[Saved data entries]

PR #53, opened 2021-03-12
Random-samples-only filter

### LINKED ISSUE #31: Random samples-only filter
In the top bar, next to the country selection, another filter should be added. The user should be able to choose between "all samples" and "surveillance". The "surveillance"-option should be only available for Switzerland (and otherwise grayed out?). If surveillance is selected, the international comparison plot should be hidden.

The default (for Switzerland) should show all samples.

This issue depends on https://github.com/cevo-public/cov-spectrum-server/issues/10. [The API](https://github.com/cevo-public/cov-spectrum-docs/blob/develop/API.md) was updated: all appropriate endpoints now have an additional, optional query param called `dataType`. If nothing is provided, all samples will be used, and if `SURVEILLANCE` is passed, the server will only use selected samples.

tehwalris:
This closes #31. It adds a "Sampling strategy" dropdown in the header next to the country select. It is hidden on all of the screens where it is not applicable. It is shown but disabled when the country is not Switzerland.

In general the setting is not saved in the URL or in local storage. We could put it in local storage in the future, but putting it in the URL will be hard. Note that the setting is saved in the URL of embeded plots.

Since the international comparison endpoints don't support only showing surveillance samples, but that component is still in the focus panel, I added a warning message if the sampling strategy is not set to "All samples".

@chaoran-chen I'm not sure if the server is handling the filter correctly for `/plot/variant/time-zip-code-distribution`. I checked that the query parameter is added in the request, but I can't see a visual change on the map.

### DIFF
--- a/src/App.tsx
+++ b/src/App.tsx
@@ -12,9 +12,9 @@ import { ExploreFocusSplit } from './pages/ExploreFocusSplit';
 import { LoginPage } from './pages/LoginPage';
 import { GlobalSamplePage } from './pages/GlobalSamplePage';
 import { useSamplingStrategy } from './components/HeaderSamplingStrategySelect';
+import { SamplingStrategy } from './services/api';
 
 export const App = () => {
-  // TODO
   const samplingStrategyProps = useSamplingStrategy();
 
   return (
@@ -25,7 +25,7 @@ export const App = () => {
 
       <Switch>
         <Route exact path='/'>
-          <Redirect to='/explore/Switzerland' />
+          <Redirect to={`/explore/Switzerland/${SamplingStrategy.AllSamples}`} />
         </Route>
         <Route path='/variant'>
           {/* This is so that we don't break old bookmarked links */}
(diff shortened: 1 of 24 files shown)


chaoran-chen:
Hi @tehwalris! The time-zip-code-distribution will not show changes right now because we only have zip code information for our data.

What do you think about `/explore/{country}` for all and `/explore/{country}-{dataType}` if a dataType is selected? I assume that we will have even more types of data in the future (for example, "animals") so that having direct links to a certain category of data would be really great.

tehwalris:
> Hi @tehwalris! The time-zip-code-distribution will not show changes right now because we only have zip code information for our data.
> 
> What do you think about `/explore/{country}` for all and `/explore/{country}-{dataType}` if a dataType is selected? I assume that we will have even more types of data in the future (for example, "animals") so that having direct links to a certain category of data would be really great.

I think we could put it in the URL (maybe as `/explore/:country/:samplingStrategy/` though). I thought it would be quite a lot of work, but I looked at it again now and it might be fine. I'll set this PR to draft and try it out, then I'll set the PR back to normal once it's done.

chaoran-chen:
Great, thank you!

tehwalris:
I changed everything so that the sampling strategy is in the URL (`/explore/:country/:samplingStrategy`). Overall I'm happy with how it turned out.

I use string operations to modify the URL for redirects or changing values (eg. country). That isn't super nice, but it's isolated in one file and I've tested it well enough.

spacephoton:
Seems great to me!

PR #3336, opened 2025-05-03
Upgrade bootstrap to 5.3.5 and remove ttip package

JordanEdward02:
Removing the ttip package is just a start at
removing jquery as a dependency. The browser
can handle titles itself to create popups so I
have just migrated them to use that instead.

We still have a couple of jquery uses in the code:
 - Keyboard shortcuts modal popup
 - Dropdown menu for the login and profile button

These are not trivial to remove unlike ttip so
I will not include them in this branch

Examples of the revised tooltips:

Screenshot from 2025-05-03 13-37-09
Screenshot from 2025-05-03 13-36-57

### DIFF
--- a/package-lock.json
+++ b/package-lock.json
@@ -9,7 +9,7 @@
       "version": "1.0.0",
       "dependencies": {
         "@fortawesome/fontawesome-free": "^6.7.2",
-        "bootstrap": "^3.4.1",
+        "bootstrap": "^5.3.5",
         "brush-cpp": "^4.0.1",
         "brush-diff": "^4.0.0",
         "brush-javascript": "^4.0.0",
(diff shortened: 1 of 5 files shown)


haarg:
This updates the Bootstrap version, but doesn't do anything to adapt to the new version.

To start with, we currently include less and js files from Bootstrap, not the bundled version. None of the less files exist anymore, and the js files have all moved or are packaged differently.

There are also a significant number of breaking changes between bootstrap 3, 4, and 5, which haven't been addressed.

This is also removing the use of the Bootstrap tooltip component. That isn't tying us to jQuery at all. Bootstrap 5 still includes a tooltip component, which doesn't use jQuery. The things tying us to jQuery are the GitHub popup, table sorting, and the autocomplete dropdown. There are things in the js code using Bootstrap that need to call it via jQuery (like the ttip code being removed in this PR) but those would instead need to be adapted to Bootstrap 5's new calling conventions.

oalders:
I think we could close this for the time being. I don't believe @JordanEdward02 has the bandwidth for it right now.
==
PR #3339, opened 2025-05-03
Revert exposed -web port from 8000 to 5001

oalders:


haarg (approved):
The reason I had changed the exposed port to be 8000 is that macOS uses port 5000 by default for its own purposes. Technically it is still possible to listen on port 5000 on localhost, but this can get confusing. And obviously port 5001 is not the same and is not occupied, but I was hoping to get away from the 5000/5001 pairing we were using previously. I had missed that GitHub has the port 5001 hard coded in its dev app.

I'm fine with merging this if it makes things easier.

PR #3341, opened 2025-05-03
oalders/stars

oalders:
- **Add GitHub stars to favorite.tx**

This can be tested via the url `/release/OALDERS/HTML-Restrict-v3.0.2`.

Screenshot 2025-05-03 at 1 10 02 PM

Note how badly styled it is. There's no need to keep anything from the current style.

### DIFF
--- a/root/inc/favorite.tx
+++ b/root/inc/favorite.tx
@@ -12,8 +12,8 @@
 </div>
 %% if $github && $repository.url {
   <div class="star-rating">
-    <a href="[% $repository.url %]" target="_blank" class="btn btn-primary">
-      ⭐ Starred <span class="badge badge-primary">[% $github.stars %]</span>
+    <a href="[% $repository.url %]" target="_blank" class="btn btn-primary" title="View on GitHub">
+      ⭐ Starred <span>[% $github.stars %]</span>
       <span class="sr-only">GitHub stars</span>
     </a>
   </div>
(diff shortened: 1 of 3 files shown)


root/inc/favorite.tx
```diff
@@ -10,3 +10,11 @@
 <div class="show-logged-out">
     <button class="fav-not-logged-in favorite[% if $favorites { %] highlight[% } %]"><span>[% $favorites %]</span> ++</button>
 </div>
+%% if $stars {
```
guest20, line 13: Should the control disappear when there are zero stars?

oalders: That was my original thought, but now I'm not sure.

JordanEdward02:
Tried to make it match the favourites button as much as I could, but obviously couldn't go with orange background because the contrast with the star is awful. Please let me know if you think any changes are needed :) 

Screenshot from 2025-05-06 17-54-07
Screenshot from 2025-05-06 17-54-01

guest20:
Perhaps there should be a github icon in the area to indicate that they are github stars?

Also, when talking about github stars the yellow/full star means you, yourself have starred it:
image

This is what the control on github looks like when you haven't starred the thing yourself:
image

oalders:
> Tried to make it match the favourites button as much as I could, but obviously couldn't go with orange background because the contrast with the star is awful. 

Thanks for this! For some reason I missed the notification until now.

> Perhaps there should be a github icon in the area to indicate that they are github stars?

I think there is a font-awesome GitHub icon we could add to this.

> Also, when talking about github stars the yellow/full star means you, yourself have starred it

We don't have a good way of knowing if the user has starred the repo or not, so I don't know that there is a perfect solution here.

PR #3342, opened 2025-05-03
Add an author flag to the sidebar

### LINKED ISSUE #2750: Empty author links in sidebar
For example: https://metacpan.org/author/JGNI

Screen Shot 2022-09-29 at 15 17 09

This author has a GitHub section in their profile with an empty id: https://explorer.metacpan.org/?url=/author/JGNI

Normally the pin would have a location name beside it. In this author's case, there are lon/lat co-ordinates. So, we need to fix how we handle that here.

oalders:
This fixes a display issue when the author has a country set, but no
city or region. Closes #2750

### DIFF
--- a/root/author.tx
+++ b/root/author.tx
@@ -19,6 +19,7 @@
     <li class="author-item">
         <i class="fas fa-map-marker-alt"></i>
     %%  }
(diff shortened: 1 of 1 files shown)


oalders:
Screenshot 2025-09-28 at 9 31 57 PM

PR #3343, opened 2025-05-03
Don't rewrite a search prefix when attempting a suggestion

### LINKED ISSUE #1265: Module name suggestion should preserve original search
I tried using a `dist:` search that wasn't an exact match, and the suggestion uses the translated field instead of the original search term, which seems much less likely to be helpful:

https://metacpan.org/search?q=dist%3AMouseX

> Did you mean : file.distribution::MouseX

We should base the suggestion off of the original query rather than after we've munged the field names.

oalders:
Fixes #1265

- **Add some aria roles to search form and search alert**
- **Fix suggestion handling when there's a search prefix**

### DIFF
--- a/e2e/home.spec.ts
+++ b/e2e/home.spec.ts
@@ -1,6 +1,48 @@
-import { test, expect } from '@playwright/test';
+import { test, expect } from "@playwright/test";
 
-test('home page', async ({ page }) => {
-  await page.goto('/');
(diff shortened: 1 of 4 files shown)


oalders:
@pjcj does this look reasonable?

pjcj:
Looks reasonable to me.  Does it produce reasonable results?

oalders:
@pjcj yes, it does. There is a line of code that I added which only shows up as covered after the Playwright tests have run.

## Description of the task
Could you set down, exactly as written, the lines above between the one holding "PR #53, opened 2021-03-12" and the one holding "The default (for", inclusive, and nothing more?

## Output
PR #53, opened 2021-03-12
Random-samples-only filter

### LINKED ISSUE #31: Random samples-only filter
In the top bar, next to the country selection, another filter should be added. The user should be able to choose between "all samples" and "surveillance". The "surveillance"-option should be only available for Switzerland (and otherwise grayed out?). If surveillance is selected, the international comparison plot should be hidden.

The default (for Switzerland) should show all samples.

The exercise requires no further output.